▸ **YOUR TASK**
Retype each line below precisely.

*** TASK INPUTS Section Begins ***

PR #361, opened 2021-08-27
Reverse funds iwrbtc

smbsp:
Task: https://taiga.sovryn.app/project/sovryn-order/us/4?kanban-status=36

Owner can now withdraw all rBTC stuck in Loan Token contracts using a new function withdrawAllRBTC().

Background: When someone is interacting with the loan token contracts using a wrong ABI sending RBTC, the RBTC can get stuck on the contract. When used as intended, the loan token contracts never hold any RBTC, because all RBTC are immediately wrapped to RBTC. So, if the contract is holding RBTC, they ended up there by mistake and should hence be recoverable.

### DIFF
--- a/contracts/connectors/loantoken/modules/LoanTokenLogicStandard.sol
+++ b/contracts/connectors/loantoken/modules/LoanTokenLogicStandard.sol
@@ -430,10 +430,10 @@ contract LoanTokenLogicStandard is LoanTokenLogicStorage {
 	 * @param _amount The amount of rBTC to be transferred.
 	 */
 	function withdrawRBTCTo(address payable _receiverAddress, uint256 _amount) external onlyOwner {
-        require(_receiverAddress != address(0), "receiver address invalid");
-        require(_amount > 0, "non-zero withdraw amount expected");    
-        require(_amount <= address(this).balance, "withdraw amount cannot exceed balance");
-        _receiverAddress.transfer(_amount);
+		require(_receiverAddress != address(0), "receiver address invalid");
+		require(_amount > 0, "non-zero withdraw amount expected");
+		require(_amount <= address(this).balance, "withdraw amount cannot exceed balance");
+		_receiverAddress.transfer(_amount);
 	}
 
 	/**
--- a/contracts/connectors/loantoken/modules/LoanTokenLogicStandard.sol
+++ b/contracts/connectors/loantoken/modules/LoanTokenLogicStandard.sol
@@ -50,6 +50,10 @@ contract LoanTokenLogicStandard is LoanTokenLogicStorage {
 	using SafeMath for uint256;
 	using SignedSafeMath for int256;
 
+	/* Events */
+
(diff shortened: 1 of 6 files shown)


tjcloa (changes requested):
what if we have more than one amount from different addresses?
pls refactor: 
1. add function `withdrawRBTC(address, amount)`
2. call the function `withdrawRBTC` from `withdrawAllRBTC` setting amount = lending pool balance

smbsp:
> what if we have more than one amount from different addresses?
> pls refactor:
> 
> 1. add function `withdrawRBTC(address, amount)`
> 2. call the function `withdrawRBTC` from `withdrawAllRBTC` setting amount = lending pool balance

Modified the code to accommodate transfer of different amounts to multiple addresses

contracts/connectors/loantoken/modules/LoanTokenLogicStandard.sol
```diff
@@ -417,6 +417,18 @@ contract LoanTokenLogicStandard is LoanTokenLogicStorage {
...
+	/**
+	 * @notice Withdraws RBTC from the contract by Multisig.
+	 * @param _receiverAddress The address where the rBTC has to be transferred.
+	 * @param _amount The amount of rBTC to be transferred.
+	 */
+	function withdrawRBTCTo(address payable _receiverAddress, uint256 _amount) external onlyOwner {
+		require(_receiverAddress != address(0), "receiver address invalid");
+		require(_amount > 0, "non-zero withdraw amount expected");
+		require(_amount <= address(this).balance, "withdraw amount cannot exceed balance");
+		_receiverAddress.transfer(_amount);
```
eMarchenko, line 429: consider emitting an event to simplify monitoring.

contracts/connectors/loantoken/modules/LoanTokenLogicWrbtc.sol
```diff
@@ -22,7 +22,7 @@ contract LoanTokenLogicWrbtc is LoanTokenLogicStandard {
 	 * @return The list of function signatures (bytes4[])
 	 */
 	function getListFunctionSignatures() external pure returns (bytes4[] memory functionSignatures, bytes32 moduleName) {
-		bytes4[] memory res = new bytes4[](35);
+		bytes4[] memory res = new bytes4[](36);
```
eMarchenko, line 25: `withdrawRBTCTo` probably should never be called for wrbtc loans. If it is true, consider moving the function into LoanTokenLogicLM.

eMarchenko (commented):
I'm not sure how one can mistakenly send rbtc into wrong Loan.
Anyway, the implementation of withdraw function is good.

contracts/connectors/loantoken/modules/LoanTokenLogicStandard.sol
smbsp: Done

tjcloa (approved):
lgtm

Alitasovryn (commented):
Looks good.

*** TASK INPUTS Section Ends ***

▸ **RESPONSE**
PR #361, opened 2021-08-27
Reverse funds iwrbtc

smbsp:
Task: https://taiga.sovryn.app/project/sovryn-order/us/4?kanban-status=36

Owner can now withdraw all rBTC stuck in Loan Token contracts using a new function withdrawAllRBTC().

Background: When someone is interacting with the loan token contracts using a wrong ABI sending RBTC, the RBTC can get stuck on the contract. When used as intended, the loan token contracts never hold any RBTC, because all RBTC are immediately wrapped to RBTC. So, if the contract is holding RBTC, they ended up there by mistake and should hence be recoverable.

### DIFF
--- a/contracts/connectors/loantoken/modules/LoanTokenLogicStandard.sol
+++ b/contracts/connectors/loantoken/modules/LoanTokenLogicStandard.sol
@@ -430,10 +430,10 @@ contract LoanTokenLogicStandard is LoanTokenLogicStorage {
 	 * @param _amount The amount of rBTC to be transferred.
 	 */
 	function withdrawRBTCTo(address payable _receiverAddress, uint256 _amount) external onlyOwner {
-        require(_receiverAddress != address(0), "receiver address invalid");
-        require(_amount > 0, "non-zero withdraw amount expected");    
-        require(_amount <= address(this).balance, "withdraw amount cannot exceed balance");
-        _receiverAddress.transfer(_amount);
+		require(_receiverAddress != address(0), "receiver address invalid");
+		require(_amount > 0, "non-zero withdraw amount expected");
+		require(_amount <= address(this).balance, "withdraw amount cannot exceed balance");
+		_receiverAddress.transfer(_amount);
 	}
 
 	/**
--- a/contracts/connectors/loantoken/modules/LoanTokenLogicStandard.sol
+++ b/contracts/connectors/loantoken/modules/LoanTokenLogicStandard.sol
@@ -50,6 +50,10 @@ contract LoanTokenLogicStandard is LoanTokenLogicStorage {
 	using SafeMath for uint256;
 	using SignedSafeMath for int256;
 
+	/* Events */
+
(diff shortened: 1 of 6 files shown)


tjcloa (changes requested):
what if we have more than one amount from different addresses?
pls refactor: 
1. add function `withdrawRBTC(address, amount)`
2. call the function `withdrawRBTC` from `withdrawAllRBTC` setting amount = lending pool balance

smbsp:
> what if we have more than one amount from different addresses?
> pls refactor:
> 
> 1. add function `withdrawRBTC(address, amount)`
> 2. call the function `withdrawRBTC` from `withdrawAllRBTC` setting amount = lending pool balance

Modified the code to accommodate transfer of different amounts to multiple addresses

contracts/connectors/loantoken/modules/LoanTokenLogicStandard.sol
```diff
@@ -417,6 +417,18 @@ contract LoanTokenLogicStandard is LoanTokenLogicStorage {
...
+	/**
+	 * @notice Withdraws RBTC from the contract by Multisig.
+	 * @param _receiverAddress The address where the rBTC has to be transferred.
+	 * @param _amount The amount of rBTC to be transferred.
+	 */
+	function withdrawRBTCTo(address payable _receiverAddress, uint256 _amount) external onlyOwner {
+		require(_receiverAddress != address(0), "receiver address invalid");
+		require(_amount > 0, "non-zero withdraw amount expected");
+		require(_amount <= address(this).balance, "withdraw amount cannot exceed balance");
+		_receiverAddress.transfer(_amount);
```
eMarchenko, line 429: consider emitting an event to simplify monitoring.

contracts/connectors/loantoken/modules/LoanTokenLogicWrbtc.sol
```diff
@@ -22,7 +22,7 @@ contract LoanTokenLogicWrbtc is LoanTokenLogicStandard {
 	 * @return The list of function signatures (bytes4[])
 	 */
 	function getListFunctionSignatures() external pure returns (bytes4[] memory functionSignatures, bytes32 moduleName) {
-		bytes4[] memory res = new bytes4[](35);
+		bytes4[] memory res = new bytes4[](36);
```
eMarchenko, line 25: `withdrawRBTCTo` probably should never be called for wrbtc loans. If it is true, consider moving the function into LoanTokenLogicLM.

eMarchenko (commented):
I'm not sure how one can mistakenly send rbtc into wrong Loan.
Anyway, the implementation of withdraw function is good.

contracts/connectors/loantoken/modules/LoanTokenLogicStandard.sol
smbsp: Done

tjcloa (approved):
lgtm

Alitasovryn (commented):
Looks good.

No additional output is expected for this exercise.